Saturday, April 12, 2008

Blogging About Blogging (Again)

This afternoon, for reasons only my subconscious will ever understand, I went touring some of the old blog sites that I used to visit regularly before losing interest in them thanks to infrequent updates there. While Hell may or may not hold a special place for such blogs - pretending Hell even exists - I personally just shuffle them off into a bookmark folder that rarely gets opened. But today had "rarely" written all over it, and so open it, I did.

Most of the exiled blogs had either not been updated since last I checked in on them - many, many months ago - or had seen only a handful of posts over that time. Now, there's no golden rule for posting frequencies for blogs, and I know that. You want to start up a blog and post there once per lunar eclipse? No law against it! But that's a different style of blogging, I think, than what interests me as a reader.

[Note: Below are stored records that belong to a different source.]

PR #554, opened 2020-07-08
Remove extra version check on GNU objdump.

wyk9787:
Remove the extra version check to be compatible with different versions of GNU objdump (e.g. specialized version built internally within Google).


kalyanac:
Ok to merge after tests pass.

PR #505, opened 2025-06-17
fix: doi publication validation bug

daniel-ji:
When making network requests to api.crossref.org to validation publication DOIs, we currently try to make a `HEAD` request to a URL along the lines of `https://api.crossref.org/works/{doi}/agency`. However, an 405 error (Method Not Allowed) status now appears, likely because there should only be `GET` requests getting sent to this endpoint. As a fix, we just make a `HEAD` request to `https://api.crossref.org/works/{doi}`, which properly validates the DOI and does not give this 405 error. 

For reference: 
https://api.crossref.org/swagger-ui/index.html#:~:text=Headers%20only%3A%20you,org/members/98%22


uermel (approved):
⛴️

PR #520, opened 2025-07-22
chore: Updating the ingestion config  and schema

manasaV3:
Relates to 
- https://czi.atlassian.net/browse/VC-3381
- https://czi.atlassian.net/browse/VC-3380

## Description

Updates the ingestion config schema and the values for the ingestion configs to support values such as a assay, development_stage, disease.


ingestion_tools/dataset_configs/10006.yaml
```diff
@@ -1,245 +1,254 @@
...
+    - ORCID: 0000-0002-4551-1811
+      name: Christopher Neufeldt
+    - name: Berati Cerikan
+    - ORCID: 0000-0002-3972-8854
+      name: John Lu
+    - ORCID: 0000-0001-8560-7407
+      name: Julia Peukes
+    - ORCID: 0000-0002-4632-9122
+      name: Xiaoli Xiong
+    - name: Hans-Georg Kräusslich
```
uermel, line 37: The automatic addition seems to have un-escaped some strings. I'm not 100% sure why they were escaped before, but are we sure that it is fine to un-escape these?

ingestion_tools/dataset_configs/10446.yaml
```diff
@@ -1,610 +1,603 @@
...
+    annotation_method: hybrid curation using CellCanvas, copick, slabpick, deepfindET, topaz, minislab curation and cryoSPARC
+    annotation_object:
+      state: tetrameric
+      id: UniProtKB:P10537
+      name: Beta-amylase
+    annotation_publications: 10.1101/2024.11.04.621686, 10.1101/2024.11.04.621608, EMD-30405
+    annotation_software: CellCanvas + ChimeraX-copick 0.5.0 + copick-live + pytom-match-pick 0.6.0 + slabpick 0.1.0 + deepfindET
+      0.4.0 + topaz 0.2.5 + cryoSPARC 4.4.1
+    authors: *id001
+    dates: *id002
```
uermel, line 233: In some cases YAML references seem to be respected (although it is not ideal they are renamed to useless names), but in this example the `annotation_method` was for example copied into every annotation rather than using the reference. 

This is not great, because now manual changes will be necessary in a lot of places if anything needs to be updated.

uermel (approved):
Looks fine in general, my main concern are the changes to the manual configs, because they dereference some YAML-refs, rename all YAML references and un-escape some escaped text. 

Changes to the YAML-references are not ideal if I ever have to look at these files again as a human. Is there any way of not breaking all of them? 

I will approve here to get this out, but with a bit of hesitation.

ingestion_tools/curation.tsv
Bento007, line 1: Can you add more information on the origin of this file for future editing, or if you could update one of the JIRA issue or PR description with more context.

Bento007 (changes requested):

ingestion_tools/curation.tsv
uermel: It's manual curation I did on all datasets.

uermel (approved):
👍

ingestion_tools/curation.tsv
Bento007: it's a one off that shouldn't need modifying in the future?

uermel: This is for fullfilling MDR requirements. I don't know how MDR requirements will change in the future. Might need modification at some stage.

PR #521, opened 2025-07-23
chore: Updating dataset metadata ingestion to handle cross modality data

manasaV3:
Relates to

### DIFF
--- a/ingestion_tools/scripts/importers/dataset.py
+++ b/ingestion_tools/scripts/importers/dataset.py
@@ -60,11 +60,14 @@ class DatasetImporter(BaseImporter):
             if key not in data:
                 data[key] = {}
             if not data[key].get("name"):
-                data[key]["name"] = "not_reported"
+                data[key]["name"] = "unknown" if key == "development_stage" else "not_reported"
             if key == "organism":
                 if not data[key].get("taxonomy_id"):
                     data[key]["taxonomy_id"] = None
             elif not data[key].get("id"):
-                data[key]["id"] = "not_reported"
+                if key == "development_stage":
+                    data[key]["id"] = "unknown"
+                else:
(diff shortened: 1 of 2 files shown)


ingestion_tools/scripts/importers/dataset.py
```diff
@@ -36,3 +40,31 @@ def load_extra_metadata(self) -> dict[str, dict[str, str]]:
...
+        for key in keys:
+            if key not in data:
+                data[key] = {}
+            if not data[key].get("name"):
+                data[key]["name"] = "not_reported"
+            if key == "organism":
+                if not data[key].get("taxonomy_id"):
+                    data[key]["taxonomy_id"] = "not_reported"
+            elif not data[key].get("id"):
+                data[key]["id"] = "not_reported"
```
uermel, line 68: For `development_stage` this should set the value to `unknown` to conform to XMS-1.1.0

uermel (changes requested):

ingestion_tools/scripts/importers/dataset.py
uermel: Also, on second though, is `taxonomy_id` not an `int` anymore? In the schema PR it seems to by, so this may cause issues here.

manasaV3: > For development_stage this should set the value to unknown to conform to XMS-1.1.0

For `developmental_stage` the values in config already has `unkown` set as an acceptable fallback. 

ex: https://github.com/chanzuckerberg/cryoet-data-portal-backend/pull/520/files#diff-179989eb2c11a44b5e11ad4c986b30c4ebc812348d7693a57c11adceeb48d802R156

uermel (approved):
LGTM!

PR #522, opened 2025-07-23
chore: Updating dataset db ingestion for cross modality schema

manasaV3:
Relates to


apiv2/schema/schema.yaml
```diff
@@ -1259,6 +1259,30 @@ classes:
...
+        description: Ontology identifier for the development stage
+        range: string
+      disease_name:
+        name: disease_name
+        description: Name of the disease associated with the biological sample used in a CryoET study, e.g. Alzheimer’s disease
+        range: string
+      disease_ontology_id:
+        name: disease_ontology_id
+        description: Ontology identifier for the disease associated with the biological sample used in a CryoET study
+        range: string
```
uermel, line 1285: Any reason why these new fields are not required in the DB? They are required in XMS-1.1.0. 

Also, the older fields here seem to import from another schema using `from_schema: cdp-dataset-config`. Would it make sense to maintain that pattern?

uermel (approved):
Looks good to me. I saw TODOs to make the old fields required, and the new fields don't  seem to be required either. 

Is there a reason for not doing that at the moment?

apiv2/schema/schema.yaml
manasaV3: The requirement of the field not being null is currently managed programatically. 

As we are adding this column to an existing table, we can't mark it as required aka non null, as at the time of addition of the columns they will not have values. The way to implement that at the db level is, 
1. Add a nullable column to the existing table
2. Ensure all the columns have non-null values set
3. Add the non-null constraint on the column.

Bento007 (approved):

PR #542, opened 2025-11-04
feat: cryolens dataset

uermel:
Ingestion config for cryoLens dataset.


ingestion_tools/dataset_configs/10454.yaml
```diff
@@ -0,0 +1,3050 @@
...
+    authors: *id001
+    ctf_corrected: true
+    dates: *id002
+    fiducial_alignment_status: NON_FIDUCIAL
+    is_visualization_default: true
+    offset:
+      x: 0
+      y: 0
+      z: 0
+    processing: raw
```
daniel-ji, line 3037: should this be denoised?

ingestion_tools/dataset_configs/10454.yaml
```diff
@@ -0,0 +1,3050 @@
...
+        PDB-6KLH, PDB-6KRK, PDB-6KSP, PDB-6LMT, PDB-6LX3, PDB-6LXK, PDB-6LXV, PDB-6M04,
+        PDB-6MRC, PDB-6PIF, PDB-6TA5, PDB-6TAV, PDB-6TPS, PDB-6U8Q, PDB-6UP6, PDB-6VGR,
+        PDB-6VN1, PDB-6VZ8, PDB-6W6M, PDB-6WZT, PDB-6X5Z, PDB-6XF8, PDB-6YT5, PDB-6Z3A,
+        PDB-6Z6O, PDB-6Z80, PDB-6ZIU, PDB-6ZQJ, PDB-7AMV, PDB-7B5S, PDB-7B7U, PDB-7BKC,
+        PDB-7BLQ, PDB-7BLR, PDB-7DD9, PDB-7E1Y, PDB-7E6G, PDB-7E8H, PDB-7EEP, PDB-7EGD,
+        PDB-7EGE, PDB-7EGQ, PDB-7ETM, PDB-7EY7, PDB-7JSN, PDB-7K5X, PDB-7KDV, PDB-7KFE,
+        PDB-7KJ2, PDB-7MEI, PDB-7NHS, PDB-7NIU, PDB-7NYZ, PDB-7O01, PDB-7Q21, PDB-7QJ0,
+        PDB-7R04, PDB-7S7K, PDB-7SFW, PDB-7SGM, PDB-7SHK, PDB-7SN7, PDB-7T3U, PDB-7VTQ,
+        PDB-7WBT, PDB-7WOO
+    dataset_description: "The CryoLens training dataset consists of 14,366 synthetic\
```
daniel-ji, line 2945: there are 14,376 runs it seems? i.e. running `aws s3 ls s3://cryoetportal-rawdatasets-dev/CZI/20250922_cryolens_training_set/ExperimentRuns/ | grep -c 'tomo-0000-very-crowded-'` gives you that 14,376 now, and it seems like there's no `exclude` blocks here. but also, on prod, it says there's only 200 runs.

daniel-ji (commented):
Regarding the annotations--should we switch their annotation_object ids to all be PDB? Or is there some that we should keep as is? If we switch all to PDB, we might have to also change the annotation_object name for ~20 annotations that are currently GO annotation_objects. I haven't really reviewed the annotation objects, wanted to wait on your call to see what we should do with their ids/names. Thanks!

Each run has a multilabel ground-truth segmentation (Segmentations/...multilabel.zarr) that isn't ingested (points only). The polnet datasets 10439/10441 ingest theirs as SemanticSegmentationMask. Should it be ingested here, or is points-only intended?

PR #649, opened 2026-04-10
fix: improved ingestion config validation & updated template.yaml

daniel-ji:
- check the type of the dataset and deposition source literal value is correct
- only run the workflow on the changed dataset config file if that was the only thing changed with regards to ingestion config validation 
- update template.yaml


schema/ingestion_config/v1.0.0/ingestion_config_models_extended.py
```diff
@@ -719,6 +719,19 @@ def validate_sources(source_list: List[StandardSource] | List[VoxelSpacingSource
         raise ValueError(total_errors)
 
 
+def validate_literal_values(source_list: List[StandardSource], expected_type: type, entity_name: str) -> None:
```
PALLAVIKHEDLE, line 722: This raises on the first bad value and stops - but `validate_sources` above collects all errors into a list and raises once at the end so a config with multiple bad literal values reports all of them at once rather than one per CI run.

PALLAVIKHEDLE (approved):
Nice work, good optimization. added comments - Could you also add unit tests for validate_literal_values?

LGTM!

It's a little like reading a comic series where a new issue comes out about once a year... it has to be a really, really good title for me to care enough to keep reading! Same with blogs, as it turns out.

Having recently passed the 1500 blog post (and 18 month) mark, I think I've demonstrated a certain stick-with-it-ness that's more in line with what I look for in other blogs. The ones that I do visit daily usually deliver the goods, even if not every post is my own particular cup of tea. I know from personal experience that it's not easy to come up with something to write about each and every day, especially if you happen to also be holding down a full-time job (and maybe even writing a book, at the same time). But I also know that it's doable, if you really want to put the effort in.

All of which, of course, "don't amount to a hill of beans in this crazy world," as Bogart put it so eloquently in Casablanca. It's just food for thought.

5 comments:

Anonymous said...

Hence my vast preference for using a feed reader rather than bookmarks. It doesn't matter how often a blog I'm interested in is updated: when there's a new post it'll be delivered right to me. I'd be surprised if I've visited any of the sites in my bookmarks list more than once or twice in the last year---if I've gone to them at all!---but the infrequent posters whose blogs I'm subscribed to, including the "bursty" ones, get just as much attention when there's a new entry as the ones that are updated several times a day.

Mike Marsman said...

+1 for feed reader preference

bookmarks are soo web 1.0

Kimota94 aka Matt aka AgileMan said...

Turning it around, though, from a blogger's perspective: saying that feed readers are the only way to go is like a business saying it'll only sell stuff online despite having customers who'd prefer to come visit their store. There are times when that makes sense, but most businesses would cater to both types of customer preferences.

In other words, my blog hopefully satisfies those who read it via feeds, and those who stop by in their favourite browser (in the Man from Mars' disparaging and condescending "web 1.0" terms). But I guess that's just a matter of style.

Anonymous said...

Hey, read what/however you'd like... just attempting to suggest you're conflating "interesting" with "frequently updated". Was Countdown more interesting than The League of Extraordinary Gentlemen because it was published every week instead of once every twelve? (On average: there were three monthly issues and then gaps of six, seven and three months between subsequent ones.)

Kimota94 aka Matt aka AgileMan said...

You're actually making my point for me, Peter. If a blog's equivalent in quality to LOEG, then I wouldn't care how often it was updated. The reality is that most blogs - like most comic titles - are way, way less interesting than that. In that case, regularity and frequency actually count for something. Countdown, like 52 before it, at least came out every week, without delay. As such, both series at least accomplished something worthwhile and noteworthy. Blogs that are mildly interesting and updated four times a year aren't really worth my time, as far as I'm concerned.